The collapse of the tourism industry - sparked by the strong dollar and recession in important markets - has seriously reduced the hours of work available in Queensland holiday regions, while in other areas the blow has mainly been felt through limited growth in earnings.
In rural Australia, high exchange rates triggered by the mining boom are squeezing the profits out of the pastoral and agricultural industries, as well as manufacturing based on local raw materials.
Looming ahead is the aftershock of the boom, when investment cools and Australia needs to find work for the workers it imported to build the mines. Employment in many regions would have been better without the boom, the study said.
It says the boom will also aggravate income gaps and housing shortages. Australia's headline unemployment rate of 5 per cent, and predictions that it is converging across all regions, bears no resemblance to reality. "Over the past few years regional inequalities in housing and jobs have either stayed constant or increased. There is no evidence of convergence."
Many who lose their jobs will not be able to find new work.
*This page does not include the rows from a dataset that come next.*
PR #99, opened 2017-04-16
code restructuring, spec changes, more tests, added liveRequestResponseValidation method

amarzavery:
- we still need more changes to the swagger spec. Will have a chat on Monday.


vishrutshah:
As discussed offline, Things looks good.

Their prospects - especially in outer Sydney, Melbourne and Adelaide - will dim further as the blows to industries outside the mining sector hammer their ability to pay for housing.
In the places where affordable housing is available, job opportunities are declining.
But the study says the worst is not inevitable, provided the Government can get its policies right, as other countries have done.
Norway, which was affected far more intensively by its resources boom, had not needed to import labour and had emerged with greater manufacturing product, higher employment and higher per-capita productivity than Australia has managed.
The study says the average Norwegian family of four is indirectly richer by US$600,000 ($738,000) than the comparable Australian household and that the key to Norway's success is thinking ahead and planning strategies to ensure its people gained the best-possible benefits.